She had a $29,000 loan for a $16,000 car. How auto finance is driving Canadians into debt
In September, 2018, Natasha Hodgkin drove off the lot of a used-car dealership in Southwestern Ontario with a 2017 Kia Optima valued at less than $16,000 – and an auto-loan balance of nearly $29,000.
Her car payment amounted to more than $450 a month. Over the life of the loan, which had a term of seven years and an interest rate of nine per cent, she stood to pay more than $38,000 for a second-hand hatchback that, as Ms. Hodgkin’s papers show, turned out to have a persistent hood-latch issue.
Instead, about a year and a half later, Ms. Hodgkin, a Newbury, Ont.-based single mother of two, filed for bankruptcy. While she had accumulated other high-interest debt as she struggled to pay the family’s bills on one income, the auto loan was by far the largest one she discharged in the filing.
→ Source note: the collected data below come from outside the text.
Issue #889, opened 2016-08-10
Enhance OM: Add Update attribute for dynamic item tags


cdmihai:
Parent issue: #700 

Tracks the work needed to implement Update in item groups inside targets (dynamic items). Update in itemgroups not inside targets is tracked in #733.

Design so far:

```xml
<Target>
   <ItemGroup>
      <Compile Update="foo.cs">    // or Update="*.designer.cs"
        <MetadataKey>MetadataValue</MetadataKey>
      </Compile>
   </ItemGroup>
</Target>
```

- Behaviour:
  - For all ProjectItems
  - That have Type=Compile and EvaluatedInclude="Foo.cs"
  - AddOrUpdate Metadakey=MetadataValue

PR #870, opened 2016-08-06
Globbing exclusion and Remove

cdmihai:
This is a remake of #849 but manually rebased on master so the diff is easier to read (does not include the changes in #770)

PR #891, opened 2016-08-10
Update on lazy

cdmihai:
Based on PR #870 

This PR adds Update over the lazy evaluator. Update design discussion is here: #733 

Update for dynamic items is TBD and tracked by a separate issue: #889


src/XMakeBuildEngine/Evaluation/LazyItemEvaluator.LazyItemOperation.cs
```diff
@@ -59,9 +59,24 @@ IList<I> GetReferencedItems(string itemType, ImmutableHashSet<string> globsToIgn
                 }
             }
 
-            public abstract void Apply(ImmutableList<ItemData>.Builder listBuilder, ImmutableHashSet<string> globsToIgnore);
+            public virtual void Apply(ImmutableList<ItemData>.Builder listBuilder, ImmutableHashSet<string> globsToIgnore)
+            {
+                var items = SelectItems(listBuilder, globsToIgnore).ToList();
+                MutateItems(items);
```
dsplaisted: This seems like it may modify the metadata on items from previous versions of the list, which are supposed to be immutable.  To avoid this, each item might need to be cloned before modifying the metadata.

cdmihai: I wrote a unit test and it seems to work:

```xml
                            <i2 Include='a;b;c'>
                                <m1>m1_contents</m1>
                                <m2>m2_contents</m2>
                            </i2>

                            <i Include='@(i2)'/>

                            <i2 Update='a;b;c'>
                                <m1>m1_updated</m1>
                                <m2>m2_updated</m2>
                            </i2>
```

Do you have another case in mind?

AndyGerlicher:
LGTM but seems to have a lot of commits that are already in?

src/XMakeBuildEngine/Evaluation/LazyItemEvaluator.LazyItemOperation.cs
dsplaisted: @cdmihai OK, so we aren't currently caching the items in a `LazyItemList`.  So every time `GetItems` is called, everything is reevaluated from scratch, and a new set of items is created.

We probably want to cache the list of items we return from `LazyItemList.GetItems`.  If we do, then with the current code the metadata update of `i2` would probably inadvertently apply to the items from the previous version of `i2` that were "copied" into `i`.

cdmihai: Hmm, even then, the cache would be per LazyItemList instance. For example, the lists representing `[include]` and `[include;update]` would have 2 different GetItems caches because they are 2 objects. So another item pointing to the first list would not get affected by subsequent operations, since those would be in different lazylist objects.

We do have a problem if we decide to do structural sharing between GetItems results on the same item type.

cdmihai: @dsplaisted I opened #906 where to document future optimizations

“I can’t do these payments any more,” Ms. Hodgkin, 33, who runs the fresh-meat department at a local catering company, remembers thinking at the time. “I’m just barely getting by, barely able to pay everything – you can’t live off scraps.”
While few Canadians default on their auto loans, the story of how Ms. Hodgkin ended up with an auto loan far greater than the value of her car is a common one in Canada. Consumer advocates say it highlights how lax regulation led to an auto-finance boom that’s driving scores of car buyers deep into debt.
At the root of the problem are longer car loans – with terms of six, seven or eight years – and the practice of folding the unpaid balance on an older vehicle into the loan contract to finance a new one.